I think Stephan is under-estimating the sample sizes required for these studies to be effective - we're talking hundreds of thousands of whole genomes, at least - but the overall message is on-target, and it's not good news for personal genomics customers expecting to find out what their genome means right now. It's going to take a long time and a tremendous amount of work before de novo functional prediction becomes a reliable proposition.
Of course, that's not going to stop personal genomics companies from staking out claims in the sequencing arena, and from offering risk predictions from rare variants - however provisional and imperfect - to customers. 23andMe has long expressed interest in a sequencing approach, although co-founder Linda Avey is coy about the company's ambitions in the In Sequence article:
"23andMe is closely following the next-generation sequencing field and will offer an expanded service when the data quality, balanced by the cost, of these offerings meets our criteria," said Linda Avey, co-founder of 23andMe, in an e-mail message. Once the company decides to include sequencing analysis in its service, "we will examine any and all sequencing companies in determining which would work best with our platform," she said.
Navigenics will apparently be offering whole-exome sequencing (analysis of the protein-coding regions of all genes in the genome) some time next year, and complete genome sequencing at some stage after that. You can bet that 23andMe's desire to remain at the lead of the personal genomics industry will ensure that Navigenics will not be alone; at the same time, the whole-genome sequencing services offered by industry pioneer Knome and other emerging players will be dropping to affordable levels.

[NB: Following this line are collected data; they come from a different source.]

PR #8790, opened 2024-06-12
wasi-nn: update openvino backend to v0.7.2, use API 2.0

rahulchaphalkar:
- Updates [openvino](https://crates.io/crates/openvino) to v0.7.1 in wasi-nn crate
- Enables API 2.0 in `openvino.rs`.

### DIFF
--- a/crates/wasi-nn/src/backend/openvino.rs
+++ b/crates/wasi-nn/src/backend/openvino.rs
@@ -34,9 +34,8 @@ impl BackendInner for OpenvinoBackend {
         let xml = builders[0];
         let weights = builders[1];
 
-        //Construct new tensor with data.
-        let dims: [i64; 2] = [1, weights.len() as i64];
-        let shape = Shape::new(&dims)?;
+        // Construct a new tensor for the model weights.
+        let shape = Shape::new(&[1, weights.len() as i64])?;
         let mut weights_tensor = OvTensor::new(ElementType::U8, &shape)?;
         let buffer = weights_tensor.get_raw_data_mut()?;
         buffer.copy_from_slice(&weights);
--- a/crates/wasi-nn/src/backend/openvino.rs
+++ b/crates/wasi-nn/src/backend/openvino.rs
@@ -94,7 +94,7 @@ impl BackendExecutionContext for OpenvinoExecutionContext {
             Id::Name(name) => name,
         };
 
-        // Construct the blob structure. TODO: there must be some good way to
+        // Construct the tensor. TODO: there must be some good way to
         // discover the layout here; `desc` should not have to default to NHWC.
         let precision = map_tensor_type_to_precision(tensor.ty);
         let dimensions = tensor
--- a/crates/wasi-nn/src/backend/openvino.rs
+++ b/crates/wasi-nn/src/backend/openvino.rs
@@ -37,11 +37,9 @@ impl BackendInner for OpenvinoBackend {
         //Construct new tensor with data.
         let dims: [i64; 2] = [1, weights.len() as i64];
         let shape = Shape::new(&dims)?;
-        let mut weights_tensor = OvTensor::new(ElementType::F32, &shape)?;
-        let buffer = weights_tensor.buffer_mut()?;
-        for (index, bytes) in weights.iter().enumerate() {
-            buffer[index] = *bytes;
-        }
+        let mut weights_tensor = OvTensor::new(ElementType::U8, &shape)?;
+        let buffer = weights_tensor.get_raw_data_mut()?;
+        buffer.copy_from_slice(&weights);
 
         // Construct OpenVINO graph structures: `model` contains the graph
         // structure, `compiled_model` can perform inference.
@@ -107,10 +105,8 @@ impl BackendExecutionContext for OpenvinoExecutionContext {
             .collect::<Vec<_>>();
         let shape = Shape::new(&dimensions)?;
         let mut new_tensor = OvTensor::new(precision, &shape)?;
-        let buffer = new_tensor.buffer_mut()?;
-        for (index, bytes) in tensor.data.iter().enumerate() {
-            buffer[index] = *bytes;
-        }
+        let buffer = new_tensor.get_raw_data_mut()?;
+        buffer.copy_from_slice(&tensor.data);
 
         // Assign the tensor to the request.
         self.0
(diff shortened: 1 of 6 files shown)


rahulchaphalkar:
Converting this to draft temporarily, plan to bump openvino crate to a newer version than 0.7.1

crates/wasi-nn/src/backend/openvino.rs
```diff
@@ -23,41 +23,34 @@ impl BackendInner for OpenvinoBackend {
...
         // Read the guest array.
-        let xml = &builders[0];
-        let weights = &builders[1];
-
-        // Construct OpenVINO graph structures: `cnn_network` contains the graph
-        // structure, `exec_network` can perform inference.
+        let xml = builders[0];
+        let weights = builders[1];
+
+        //Construct new tensor with data.
```
abrown, line 37:
```suggestion
        // Construct a new tensor for the model weights.
```

crates/wasi-nn/src/backend/openvino.rs
```diff
@@ -23,41 +23,34 @@ impl BackendInner for OpenvinoBackend {
...
+        let dims: [i64; 2] = [1, weights.len() as i64];
+        let shape = Shape::new(&dims)?;
```
abrown, line 39:
```suggestion
        let shape = Shape::new(&[1, weights.len() as i64])?;
```

abrown (commented):
I think this makes complete sense. We still need to rebase so that CI runs (remember that one of these PRs should have `prtest:full` in it if that is not already the case?).

rahulchaphalkar:
@abrown I pushed some changes to fix failures due to some incompatibilities with `Id` enum. Tests are now passing, but vet step is failing, maybe due to one of my rebases. Can you vet the dependency? Thanks.

abrown:
I already did... where _did_ that commit go?

crates/wasi-nn/src/backend/openvino.rs
```diff
@@ -157,24 +148,51 @@ impl From<SetupError> for BackendError {
 
 /// Return the execution target string expected by OpenVINO from the
 /// `ExecutionTarget` enum provided by wasi-nn.
-fn map_execution_target_to_string(target: ExecutionTarget) -> &'static str {
+fn map_execution_target_to_string(target: ExecutionTarget) -> DeviceType<'static> {
```
abrown, line 151: If possible, let's rewrite this as `impl From<ExecutionTarget> for DeviceType<'static>`. If not possible then at least change the function name and documentation.

crates/wasi-nn/src/backend/openvino.rs
```diff
@@ -157,24 +148,51 @@ impl From<SetupError> for BackendError {
...
+        ExecutionTarget::Cpu => DeviceType::CPU,
+        ExecutionTarget::Gpu => DeviceType::GPU,
         ExecutionTarget::Tpu => unimplemented!("OpenVINO does not support TPU execution targets"),
     }
 }
 
 /// Return OpenVINO's precision type for the `TensorType` enum provided by
 /// wasi-nn.
-fn map_tensor_type_to_precision(tensor_type: TensorType) -> openvino::Precision {
+fn map_tensor_type_to_precision(tensor_type: TensorType) -> openvino::ElementType {
```
abrown, line 161: Similarly, this could be `impl From<TensorType> for ElementType`.

crates/wasi-nn/src/backend/openvino.rs
```diff
@@ -157,24 +148,51 @@ impl From<SetupError> for BackendError {
...
+        TensorType::Fp64 => ElementType::F64,
+        TensorType::U8 => ElementType::U8,
+        TensorType::I32 => ElementType::I32,
+        TensorType::I64 => ElementType::I64,
+        TensorType::Bf16 => ElementType::Bf16,
+    }
+}
+
+/// Return the `TensorType` enum provided by wasi-nn for OpenVINO's precision type
+fn map_precision_to_tensor_type(element_type: openvino::ElementType) -> TensorType {
```
abrown, line 174: This can be a `TryFrom` since it is more useful to return an error to the user than crash Wasmtime with `todo!`.

crates/wasi-nn/src/backend/openvino.rs
```diff
@@ -157,24 +148,51 @@ impl From<SetupError> for BackendError {
...
+    match element_type {
+        ElementType::F16 => TensorType::Fp16,
+        ElementType::F32 => TensorType::Fp32,
+        ElementType::F64 => TensorType::Fp64,
+        ElementType::U8 => TensorType::U8,
+        ElementType::I32 => TensorType::I32,
+        ElementType::I64 => TensorType::I64,
+        ElementType::Bf16 => TensorType::Bf16,
+        ElementType::Undefined => todo!("not yet supported in wasi-nn `TensorType`"),
```
abrown, line 183: I think this could get cleaned up to something like: `ElementType::Undefined | ElementType::Dynamic | ... => Err(BackendError::SomeNewVariant("{:?} is not yet supported in the openvino backend", element_type))`

crates/wasi-nn/src/backend/openvino.rs
```diff
@@ -78,63 +70,62 @@ impl BackendFromDir for OpenvinoBackend {
...
+            .map(|&d| d as i64)
             .collect::<Vec<_>>();
-        let desc = TensorDesc::new(Layout::NHWC, &dimensions, precision);
-        let blob = openvino::Blob::new(&desc, &tensor.data)?;
-
-        // Actually assign the blob to the request.
-        self.1.set_blob(&input_name, &blob)?;
+        let shape = Shape::new(&dimensions)?;
+        let mut new_tensor = OvTensor::new(precision, &shape)?;
+        let buffer = new_tensor.get_raw_data_mut()?;
```
lum1n0us, line 101: If no need to specify layout (of input tensor), and there is no PrePostProcessing in the whole file, Does it mean wasm code has to make sure the input tensor matches the requirement of model input? (I assume openvino models requires "NHWC" input)

rahulchaphalkar: Hi Liang, yes this requires input tensor layout match the expected layout for model input.

abrown (approved):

When you throw in the current obscene rate of change in the sequencing technology sphere, this is likely to turn into a chaotic and fascinating race.
Let's not forget that thus far, all the the SNPs found to be associated with diseases are only markers in LD with the actual Causal Variants. No matter how much fine mapping you actually conduct are your SNPs of interest, sequencing is the most efficient way to finding these causal variants.